(EXERCISE)
Please output the section of the listing below that opens with the line containing "I have now done" and closes with the line containing "This guiding principle", exactly and with nothing else.

(DATA FOR THIS EXERCISE)
PR #643, opened 2025-08-27
use $RootPath for all links, part 1

gggeek:


gggeek:
Part of the fixes for issue #487

PR #666, opened 2025-08-29
Rename GoogleTranslator.php to TranslationFunctions.php

gggeek:
benefit: move towards a more uniform naming standard for includes, and possibly eventually a better organisation of the defined/available functions


timschofield:
Like several scripts in the Utilities section this script is totally broken. It could be made to work again but requires TLC, so if you have time ..... :)

gggeek:
Well, renaming the file is is the 1st step in the long road to fixing it.

I am aware that many utilities need maintenance... eg. the scripts for dealing with translations seem to be quite broken.

pakricard:
I coded this 11 years ago, used for a while and stop using it because the translations (at that time) were terrible and all of them needed human correction. 

In these 11 years Google API might have changed 11 times ;-) and code was never updated, and no one complained, so I guess, absolutely no one is using it. 

Then, we should decide is it is really a useful feature we would like to keep, or we can toss and forget as obsolete.

My vote is to keep hidden for now and fix post v5 as it is obviously a non-essential feture.

timschofield:
I think that unless someone is prepared to take on the job of maintaining this on an going basis so that they monitor the Google API and whenever it changes update the script, then I would leave it hidden as Ricard suggests.

dalers:
> I would leave it hidden as Ricard suggests.

So we are all clear, what do you mean by "hidden"? Imho we need a way to leave files that are known to not work in the codebase without leaving the impression they do work and are just not accessible via the GUI.

How about moving scripts that are known to not work to a new "obsolete/" directory (or please suggest an alternate name if you prefer).

pakricard:
What I currently do is create a Security Token 9999 --> "webERP - Script not used" and assign all the scripts I don't want anyone to use to this Security Token.

Then, ensure that no “Access Permissions” aka user Role has access to this 9999 Security Token. So, the script can't be run by any user, but it is still there for reference. 

Moving it to an /obsolete folder does make sense too, like a Recycle Bin.

Any approach will suit me.

gggeek:
@dalers +1

I'd go for "unmaintained" rather than "obsolete" - it conveys more the idea that if someone wants to pick up maintenance, those could be brought back to common use

gggeek:
ps: it just occurred to me that renaming any php script which is accessed from end users might "break" the security policies which were applied to it.

Can anyone confirm that is true?

If it is,
- I will refrain from sending PRs which rename any files, except the "include" ones
- I will update the dev cookbook with a warning about this
- we will have to mention any moving/renaming in the "upgrade to v5" guide

timschofield:
Yes, if you rename a file that the user can access directly (not an included one) then the page security token assigned to it doesn't travel with it. In my experience the average ERP user pays attention to the menu description they are clicking on, and then what the screen says to them after they have clicked on it. They will rarely even notice the file name. Only rename stuff in extreme cicumstances.

Tim

dalers:
@timschofield 

> then I would leave it hidden as Ricard suggests.

Do you "hide" scripts the same way as @pakricard ?

> What I currently do is create a Security Token 9999 --> "webERP - Script not used" and assign all the scripts I don't want anyone to use to this Security Token.
> 
> Then, ensure that no “Access Permissions” aka user Role has access to this 9999 Security Token. So, the script can't be run by any user, but it is still there for reference.

timschofield:
Hi @dalers sorry for the late reply, I am on holiday this week so not supposed to be doing webERP stuff ;)

If I have complete control I just remove the scripts I consider they shouldn't be using entirely. Also as I have said before I remove the utilities modulecompletely. In the unlikely scenario I would need to run one of the scripts I would just upload it myself and run it.

Ricard is in a slightly different position to me in that it is his company. My sites belong to the organisations themselves so I cannot stop them from loading up any scripts they want and running them - though it may cost them if they want me to put right the damage!

Tim

PR #673, opened 2025-08-30
fix usage of `use` statement for barcodepack; add one comment

gggeek:
Notes:

1. "use" statements are not used to import composer packages, but to import into the current namespace classes which reside in another namespace. 

As such, `use gggeek\barcodepack` is wrong. It might not be generating warnings, but it also does nothing.

Instead, `use BarcodePack\qrCode` means that, anywhere in the php file, one will be able to use `new qrCode()` where it would have been necessary to use `new \BarcodePack\qrCode`.
In short, it avoids having to write tedious, unreadable code.

2. I did not test this page, but it seems that QR codes are generated twice each, without a clear reason?


timschofield:
The code I committed works, and generates the correct QR code. I haven't tested your changes, have you ensured that it still produce the same output as mine?

Tim

gggeek:
> I haven't tested your changes, have you ensured that it still produce the same output as mine?

No 😓 

I will try to produce a work order out of the demo db. I don't know if that will be an easy process or if there is a lot of other data to be created first...

timschofield:
> No 😓
> 
> I will try to produce a work order out of the demo db. I don't know if that will be an easy process or if there is a lot of other data to be created first...

Have you tried running this script yet? I am conscious that my code worked, and have a note to go back and improve it but would rather put your changes in first or it will get messy

Tim

gggeek:
Sorry, I have been busy working on improving the installer (a prerequisite for me to be able to carry out any further testing of my changes, as I atm have no set up of webERP with a database filled with sufficient data to do anything meaningful), and that spiralled into creating the test suite to make sure that my changes did not break the installer.

Turtles all the way! 🤣

I will prioritise testing this change.

timschofield:
It would help me greatly if you held back your commits for a script until you have had the opportunity to run that script.

timschofield:
This change is still waiting for testing after 3 weeks?

gggeek:
> This change is still waiting for testing after 3 weeks?

Well, no-one came forward explaining to me how to reach the db state where I can test this, nor the workflow to follow in order to reach the PDFWoPrint.php file by following links within the app rather than typing in the url in the browser.

You can understand I have been loath to waste my time exploring the interface trying to figure that out...

I have now done the following:
- installed a fresh db, with demo data
- went to /SelectWorkOrder.php
- picked 'Melbourne', then search
- clicked on the 'paperwork' link for one item listed
- clicked on both buttons displayed: Label and Paperworks
- checked the generated PDFs - both have 3 qrcodes

Is that what you wanted?

timschofield:
> > This change is still waiting for testing after 3 weeks?
> 
> Well, no-one came forward explaining to me how to reach the db state where I can test this, nor the workflow to follow in order to reach the PDFWoPrint.php file by following links within the app rather than typing in the url in the browser.
> 
> You can understand I have been loath to waste my time exploring the interface trying to figure that out...
> 

Well I have trained hundreds of people to use webERP over the years, and even when the interface isn't in their first language I have found people have had no trouble quickly finding the option they need.

I think I probably felt that a man of your immense talent was at least the equal of those people.

Obviously my bad.

Tim

gggeek:
I know, right? I mean, I like a bit of light hearted forum trolling as much as the next guy, but then sometimes I wonder, am I wasting my time contributing to a project in such a state of quasi-perfection? Surely there must be many more needful projects out there... 😝

timschofield:
Well I think the problem is that we have different views on what constitutes perfection.

Our aim has always been to produce a secure feature rich ERP using simple and easily read code. By and large we have succeeded in doing this. Like any human endeavour, sometimes we fall short of the ideals we set ourselves, but when we find those cases we do our best to improve them.

This guiding principle will not change while I am around. Your contributions are most appreciated when they do not contravene this principle, and this has been true of most of your contributions and I have merged them. On the few occasions that I have judged they do contravene this principle (and somebody has to make that judgement) I have refused the contribution. This is true of most if not all open source projects.

I accept that sometimes I allow my frustrations to boil over, and I may use language that I probably shouldn't, but then I am probably too old to change :)

Tim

(WORKED SOLUTION)
I have now done the following:
- installed a fresh db, with demo data
- went to /SelectWorkOrder.php
- picked 'Melbourne', then search
- clicked on the 'paperwork' link for one item listed
- clicked on both buttons displayed: Label and Paperworks
- checked the generated PDFs - both have 3 qrcodes

Is that what you wanted?

timschofield:
> > This change is still waiting for testing after 3 weeks?
> 
> Well, no-one came forward explaining to me how to reach the db state where I can test this, nor the workflow to follow in order to reach the PDFWoPrint.php file by following links within the app rather than typing in the url in the browser.
> 
> You can understand I have been loath to waste my time exploring the interface trying to figure that out...
> 

Well I have trained hundreds of people to use webERP over the years, and even when the interface isn't in their first language I have found people have had no trouble quickly finding the option they need.

I think I probably felt that a man of your immense talent was at least the equal of those people.

Obviously my bad.

Tim

gggeek:
I know, right? I mean, I like a bit of light hearted forum trolling as much as the next guy, but then sometimes I wonder, am I wasting my time contributing to a project in such a state of quasi-perfection? Surely there must be many more needful projects out there... 😝

timschofield:
Well I think the problem is that we have different views on what constitutes perfection.

Our aim has always been to produce a secure feature rich ERP using simple and easily read code. By and large we have succeeded in doing this. Like any human endeavour, sometimes we fall short of the ideals we set ourselves, but when we find those cases we do our best to improve them.

This guiding principle will not change while I am around. Your contributions are most appreciated when they do not contravene this principle, and this has been true of most of your contributions and I have merged them. On the few occasions that I have judged they do contravene this principle (and somebody has to make that judgement) I have refused the contribution. This is true of most if not all open source projects.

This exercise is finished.